▶ **TASK GOAL**: Every line of the records counts; transcribe each one exactly.

Stored data entries:
·····

PR #402, opened 2017-07-10
Fix add new incident button

jgoley:
[PT Bug](https://www.pivotaltracker.com/story/show/148583391)

### DIFF
--- a/client/views/incidentReports/incidentForm.jade
+++ b/client/views/incidentReports/incidentForm.jade
@@ -6,17 +6,17 @@ template(name="incidentForm")
       if documentId
         input(type="hidden" name="articleId" value=documentId)
       unless confirmation
-        if documentId
+        if documentUrl
           .form-group.form-group--full
             +documentInputLabel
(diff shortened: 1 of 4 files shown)


client/views/incidentReports/incidentForm.jade
```diff
@@ -3,23 +3,24 @@ template(name="incidentForm")
     label.control-label.featured.container-flex.no-break
       h5 Incident Details
     .add-incident--wrapper
-      if documentId
-        input(type="hidden" name="articleId" value=documentId)
-      unless confirmation
+      unless documentFromTextContent
```
nathanathan: I think this will cause problems when editing incidents on documents from text since there will be no articleId input. It would be better to update the inputs and article selector to handle text based documents than create separate logic for them.

jgoley: Is e1e27eb an okay solution?

nathanathan: Yes

nathanathan:
👍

·····

▶ **WORKED SOLUTION**:
PR #402, opened 2017-07-10
Fix add new incident button

jgoley:
[PT Bug](https://www.pivotaltracker.com/story/show/148583391)

### DIFF
--- a/client/views/incidentReports/incidentForm.jade
+++ b/client/views/incidentReports/incidentForm.jade
@@ -6,17 +6,17 @@ template(name="incidentForm")
       if documentId
         input(type="hidden" name="articleId" value=documentId)
       unless confirmation
-        if documentId
+        if documentUrl
           .form-group.form-group--full
             +documentInputLabel
(diff shortened: 1 of 4 files shown)


client/views/incidentReports/incidentForm.jade
```diff
@@ -3,23 +3,24 @@ template(name="incidentForm")
     label.control-label.featured.container-flex.no-break
       h5 Incident Details
     .add-incident--wrapper
-      if documentId
-        input(type="hidden" name="articleId" value=documentId)
-      unless confirmation
+      unless documentFromTextContent
```
nathanathan: I think this will cause problems when editing incidents on documents from text since there will be no articleId input. It would be better to update the inputs and article selector to handle text based documents than create separate logic for them.

jgoley: Is e1e27eb an okay solution?

nathanathan: Yes

nathanathan:
👍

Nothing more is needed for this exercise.